There is no good iPad application that matches what we can do in TechSmith's Camtasia Relay, Adobe's Captviate, or TeleStream's Screenflow.   No simple way to record, share and distribute a voice and camera capture over a presentation or virtual whiteboard.

This lack of the ability to create rapidly authored voice/video over-presentations is a significant limitation to the utility of the iPad (and iPhone) as an e-learning platform.   

Perhaps an opportunity for Microsoft and Google to leap ahead of Apple?

Wish 3: Full-Featured Office on iOS

Are you as confused as I am about Microsoft's iOS strategy?   

Today we can get an app called "Office Mobile for Office 365 Subscribers"

David Pogue's review of the app was "yawn".

No ability to create an new PowerPoint. Stripped down editing features in Word and Excel. And the need to be a subscriber to Office 365.

Pogue mentions that there are other alternatives, such as Documents to Go Premium ($16), Polaris Office ($13) and QuickOffice Pro ($15) - so maybe the lack of a robust Office iOS app / Skydrive / client integration is not that big of a deal. 
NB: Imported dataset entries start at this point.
PR #1630, opened 2016-11-05
Target coverage reporting updates

vladsaveliev:
Minor updates and clean ups for the code related to the target coverage reporting:

1. Added "on padded target pct" hidden metric. It's the share of reads that map on regions extended by 200 base pairs. We look at this metric in AZ to spot issues when reads get piled up in the ends of exons (padded on-target is expected to be 1-2% higher than the standard on-target, otherwise somethings is going wrong). I made it hidden by default, we'll make it visible in our internal reports.
2. Add information about used coverage and variant calling regions in MultiQC. It may be not clear for a person who looks at MultiQC what meant by "target" in all kinds of metrics, so I added a couple of lines about that.
3. MultiQC general read statistics: making all reported by sambamba for consistency and for keeping a reasonable column order in MultiQC. Some metrics like "mapped rate" are calculated multiple times (by "samtools stats", by qualimap, by bcbio), and the final numbers may vary slightly in different tools, so it's safe to calculate all of them by one tool for consistency. Also, this way we can control the order of columns and make the report a bit cleaner, which is nice.
4. Simplified over-engineered offtarget save-retrieve code, made some code cleaner.
5. Fix "dt = _fix_duplicated_rate(dt)" in multiqc.py

I tested it against different kinds of inputs, here are examples of reports with different cases of input `coverage`/`variant_regions`:

Both `variant_regions` and `coverage` are specified:
http://quast.bioinf.spbau.ru/static/bcbio/cov_and_vcr_different.html
cov_and_vcr_different

Only `variant_regions` are specified:
http://quast.bioinf.spbau.ru/static/bcbio/only_vcr.html
only_vcr

Both are specified, but with the same file:
http://quast.bioinf.spbau.ru/static/bcbio/cov_and_vcr_same.html
cov_and_vcr_same

Only `coverage` regions are specified:
http://quast.bioinf.spbau.ru/static/bcbio/only_cov.html
only_cov

Nothing is specified:
http://quast.bioinf.spbau.ru/static/bcbio/no_bed.html
no_bed


chapmanb:
Vlad -- this is awesome, thanks for all these improvements. It's so great to have better consistency across processes. The only thing I worry about here is the implicit caching in the sambamba module won't play well with CWL, where we need to explicitly define all of the files that are retained and passed. This makes an assumption of a shared filesystem so the cached files exist across processes, where in CWL it only brings in and uses explicitly defined files (like the offtarget_stats in the CWL defs). As we test this more with CWL in the next iteration we'll need ways to define and pass these cached files in a consistent way.

vladsaveliev:
Thanks Brad for merging the PR and explaining how caching works with CWL for me. It's now more clear for me why some stuff looks over-engineered. Am I correct that we need to make sure that all files that we checked with `utils.file_exists()` or `utils.file_uptodate()` anywhere in the code in order to reuse them, need to be declared in defs.py? And that's all that needs to be done to address CWL caching in CWL?

chapmanb:
Vlad;
In CWL every needed file is declared in defs.py and explicitly passed between functions. There is no assumption of a shared filesystem so it can work on cloud platforms where files get staged from places like S3. So that's right on, anything we depend on needs to be declared. I like the way you make things more transparent from the code side but we should also think of ways to define and retain these coverage cache files (or maybe convert to a single cache file that gets updated). I'm open to whatever works best from your perspective.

But I can't get past the idea that I want my Office docs to work seamlessly across whatever screen that I'm on. I want my documents to all to update automatically, and I want the creation and editing experience to achieve as close to parity across platforms as the screen real estate allows.    

Microsoft's refusal to invest in a true iOS Office app may end up hurting the company in the long run.  

At some point we are going to find productivity software alternatives that are designed for mobile first. It may be that this shift will come earlier in the education world than the corporate world, as e-learning is moving quickly to mobile / browser parity.

What would be your iOS e-learning wish?